== Problem statement ==
Provide the number of lines in the records that hold the string "stdout", without any other words.

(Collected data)
++++++++++
PR #129, opened 2019-05-29
Ability to convert vectors to matrices and vice versa

nikhilpinnaparaju:


hemalvarambhia:
Hi, Nikhil. First question I have is what is driving the need for the functionality you're developing?

src/Math-Core/PMVector.class.st
```diff
@@ -237,6 +237,26 @@ PMVector >> productWithVector: aVector [
...
 
+{ #category : #'as yet unclassified' }
+PMVector >> resizeWithRows: numOfRows Cols: numOfCols [
+	
+	| computedRows rowNum colNum |
+	
+	numOfRows isNil ifFalse: [rowNum := numOfRows ].
+	numOfCols isNil ifFalse: [colNum := numOfCols ].
+	
+	(rowNum isNil and: colNum isNil) ifFalse: [
```
hemalvarambhia: I think here we might extract to an `asMatrix` message. It feels like you're doing that. The advantage is that there are fewer nested if and thus the code is easier to understand.

nikhilpinnaparaju:
Motivation - Softmax is primarily used on vectors but it can be applied to matrices as well in a couple of ways. Either along any of the axis of the matrix or we can flatten the matrix and then apply softmax (on the matrix that is now a vector) and then reshape it back to the original shape.

src/Math-Core/PMVector.class.st
nikhilpinnaparaju: I didn't quite understand what you mean here.

nikhilpinnaparaju: The initial part of the code checks if both dimensions - num of cols and num of rows have been given. For example in numpy we can reshape a (10,1) vector to (5,-1) which means (5,2) matrix. The '-1' tells the program to automaticaly identify what the other dimension is.

hemalvarambhia: I have to admit the code is a bit difficult to follow my motivation is to make it easier to understand, I guess. There are a lot of ifs there. Maybe we start with that.

SergeStinckwich: I have also the same concern about the readability.

hemalvarambhia: For example when will `numRows isNil and: numCols isNil` evaluate to false?

nikhilpinnaparaju: When one of the dimensions is not given

nikhilpinnaparaju:
``` smalltalk
|vect|
vect := #(1 0.5 0.2 3 1 -1 7 3 2 12 13 3) asPMVector .
vect resizeWithRows: 2 Cols: nil
```

nikhilpinnaparaju: the whole `nil` business is to replicate the behavior of -1  with numpy reshaping

hemalvarambhia: I would say here that I strongly disagree with the way numpy are doing it, using -1. To me it feels strange. With the example above, are you in fact transposing the column vector so that it becomes a row vector. There is a distinction of row and column vectors from what I recall.

hemalvarambhia: Maybe we can start by refactoring to guard clauses. Can you start by adding a guard clause when only number of columns is nil.

hemalvarambhia: A final question is what scenario would give rise to either `numberOfRows` and `numberOfCols` being nil?

nikhilpinnaparaju: Should I just drop the whole nil thing? Add a checking clause whether the given array of dimensions is compatible or not and then reshape based on it?

nikhilpinnaparaju: Ans to Final Ques) If the user only knows how many rows he wants to have or only knows how many columns he wants to have.

hemalvarambhia: I think we should drop the nil idea, personally. By expecting numbers it keeps the logic simple. It's a contractual obligation on the client to provide those and forces them to think a bit more :D

khinsen: Given how fundamental vectors and matrices are, it's worth spending some time cleaning it up. Both the API and the implementation.

khinsen: Something else to keep in mind: do we want N-dimensional arrays in PolyMath one day? If yes, we should have an API that scales to more than two dimensions. Everything must be doable without references to "rows" or "columns". In particular, the distinction between "row vectors" and "column vectors" has no useful generalization to higher dimensions.

hemalvarambhia: Are N-dimensional arrays really tensors? Forgive my ignorance here.

src/Math-Core/PMVector.class.st
```diff
@@ -237,6 +237,26 @@ PMVector >> productWithVector: aVector [
...
+	
+	numOfRows isNil ifFalse: [rowNum := numOfRows ].
+	numOfCols isNil ifFalse: [colNum := numOfCols ].
+	
+	(rowNum isNil and: colNum isNil) ifFalse: [ 
+		numOfRows isNil ifTrue: [ rowNum := self size / colNum ] .
+		numOfCols isNil ifTrue: [ colNum := self size / rowNum ] .
+		].
+	
+	self assert: (rowNum * colNum = self size) description: 'Number of Rows not compatible with number of Columns'.
```
hemalvarambhia: I think 'rows' and 'columns' rather than 'Rows'/'Columns' as in this case they're not proper nouns.

src/Math-Core/PMVector.class.st
```diff
@@ -237,6 +237,26 @@ PMVector >> productWithVector: aVector [
 			into: [ :sum :each | n := n + 1. (aVector at: n) * each + sum]
 ]
 
+{ #category : #'as yet unclassified' }
```
hemalvarambhia: Should this categorised as 'transformation'?

src/Math-Core/PMVector.class.st
khinsen: The currently fashionable name is indeed tensors. As a physicist, I prefer to reserve that word for its original meaning (a quantity that respects certain transformation laws under changes of coordinate systems), so I stick to the old-fashioned term "N-dimensional array".

src/Math-Core/PMVector.class.st
```diff
@@ -122,6 +122,18 @@ PMVector >> asPMVector [
...
+PMVector >> checkDimensionalCompatibility: dimensionArray [
+	|prod|
+	prod := 1.
+	
+	dimensionArray do: [ :each | prod := prod * each ].
+	
+	self assert: (self size = prod) description: 'Imcompatible combination of Dimensions provided'.
+	
+	^true
```
hemalvarambhia: I think this is unnecessary as you're not relying on the output in places where you send this message.

PR #175, opened 2025-02-12
Fix: Zip Deployer crashes when subfolder exist

Leanny:
Right now, the zip deployer crashes with an exception when a subfolder exists inside bin or lib. This can easily be checked with

```
conan install --requires=boost/1.85.0 --deployer=runtime_zip_deploy`
```

The change add sone unittest with a minimal project that creates a folder inside `bin` to ensure that it does not crash like the current version does.

### DIFF
--- a/extensions/deployers/runtime_zip_deploy.py
+++ b/extensions/deployers/runtime_zip_deploy.py
@@ -3,6 +3,23 @@ import shutil
 import zipfile
 
 
+def _get_files_from_folder(search_dir, output_folder):
+    # recusively copy all .dlls and .exes from the search_dir to the output_folder
+    if not os.path.isdir(search_dir):
+        return []
+    files = []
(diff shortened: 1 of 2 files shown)


extensions/deployers/runtime_zip_deploy.py
```diff
@@ -3,6 +3,23 @@
 import zipfile
 
 
+def _get_files_from_folder(search_dir, output_folder):
+    # recusively copy all .dlls and .exes from the search_dir to the output_folder
+    if not os.path.isdir(search_dir):
+        return []
+    files = []
+    for f in os.listdir(search_dir):
```
AbrilRBS, line 11: I wonder if using os.walkdir is a better approach here, but I like the current minimal diff nevertheless

danimtb (approved):

AbrilRBS (approved):

Issue #191, opened 2025-04-16
Artifactory --out-file Creates Empty File


BlackAngelTiger:
Hello Maintainers,

I wanted to use the `--out-file` parameter which was mentioned in the `extensions/commands/art/readme_build_info.md`, but I am getting a empty output file. I want to use the output file, since this is easier to use in our python scripts than the redirection of the stdout.

The build-info JSON output of the command was still printed to the console (replaced the `modules` section with `...` to keep it shorter):

```Console
{
    "version": "1.0.1",
    "name": "local-test-build",
    "number": "local",
    "agent": {},
    "started": "2025-04-14T08:05:33.585+0200",
    "buildAgent": {
        "name": "conan",
        "version": "2.15.0"
    },
   ...
}
Formatted output saved to './build/art-build-info.json'
```

The command used for the generation was:
`conan art:build-info create ./build/create-out.json local-test-build local testing --server pkg --out-file ./build/art-build-info.json`

The `create-out.json` contained valid information, so this does not cause the empty output file.

I am using Conan `2.15.0`, and the `3a7772f3e255479628a05705c5ff1f4b8bbd83a7` commit (main of 27.03.2025) of this repository.

What am I doing wrong or is this a Bug?

czoido:
Hi @BlackAngelTiger,

Thank you very much for reporting this issue.
You're absolutely right, this appears to be a bug in the output of the `conan art:build-info` command, which currently doesn't support the `--out-file` argument. This argument was added relatively recently, and the command wasn't updated to handle it properly.
I'll work on a fix and hopefully get it resolved soon.

czoido:
https://github.com/conan-io/conan-extensions/pull/192 should fix it

BlackAngelTiger:
Thank you for the super quick response.  I have tested it with the latest main and it works like a charm. Thank you very match.

memsharded:
Thanks to you for reporting!

PR #192, opened 2025-04-16
Enable out-file for build info commands

czoido:
For --out-file to work you have to use the formatters for the output, otherwise Conan can't capture the stdout to write the file.
Closes: https://github.com/conan-io/conan-extensions/issues/191

### DIFF
--- a/extensions/commands/art/cmd_build_info.py
+++ b/extensions/commands/art/cmd_build_info.py
@@ -352,6 +352,11 @@ def _add_default_arguments(subparser, is_bi_create=False, is_bi_create_bundle=Fa
     return subparser
 
 
+def text_formatter(info):
+    if info:
+        cli_out_write(info)
+
+
 @conan_command(group="Artifactory")
 def build_info(conan_api: ConanAPI, parser, *args):
     """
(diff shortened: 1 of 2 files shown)


extensions/commands/art/cmd_build_info.py
```diff
@@ -352,14 +352,19 @@ def _add_default_arguments(subparser, is_bi_create=False, is_bi_create_bundle=Fa
...
+
 @conan_command(group="Artifactory")
 def build_info(conan_api: ConanAPI, parser, *args):
     """
     Manages JFrog Build Info (https://www.buildinfo.org/)
     """
 
 
-@conan_subcommand()
+@conan_subcommand(formatters={"text": text_formatter})
```
memsharded, line 367: Being the build-info a json file this is a bit confusing, but I understand this is the default formatter, so 👍

extensions/commands/art/cmd_build_info.py
```diff
@@ -437,12 +442,12 @@ def build_info_upload(conan_api: ConanAPI, parser, subparser, *args):
         request_url = f"{request_url}?project={args.project}"
     response = api_request("put", request_url, user, password, json_data=json.dumps(build_info_json))
     if response:
-        cli_out_write(response)
+        return response
     else:
-        cli_out_write("Build info uploaded successfully.")
+        return "Build info uploaded successfully."
```
memsharded, line 447: This is weird as a result, it seems more like a ``ConanOutput()`` informational message

extensions/commands/art/cmd_build_info.py
czoido: yes, I agree, It's a bit confusing

PR #193, opened 2025-04-22
[New Command] to generate diff between upstream versions and view it in HTML

ErniGH:


extensions/commands/diff/cmd_check_diff.py
```diff
@@ -0,0 +1,176 @@
...
+    parser.add_argument("v1", help="Old version")
+    parser.add_argument("v2", help="New version")
+    parser.add_argument("-s", "--split_diff", action="store_true")
+    args = parser.parse_args(*args)
+
+    cwd = os.getcwd()
+    path = conan_api.local.get_conanfile_path(args.path, cwd, py=True)
+    enabled_remotes = conan_api.remotes.list()
+
+    src_dir = os.path.join(path, "src") #TODO can break if the src_folder is not defined as "src"
```
AbrilRBS, line 28: I know we talked about using the sources if they are available from the Conan cache, but, if they are not:

Make this 2 temp folders, and call `source()` on each of them, then diff both folders directly using the `diff` command or whatever python library is available.

This will let you skip creating a git repo and the flow won't break if the source folder is not named src

AbrilRBS (commented):
Some comments

extensions/commands/diff/cmd_check_diff.py
AbrilRBS, line 28:
```suggestion
    src_dir = os.path.join(os.path.dirname(path), "src") #TODO can break if the src_folder is not defined as "src"
```
So that you don't try to create a subfolder of the conanfile.py file

AbrilRBS:
Closing in favour of making this a core client function in https://github.com/conan-io/conan/pull/18247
++++++++++
== Reply to the task ==
2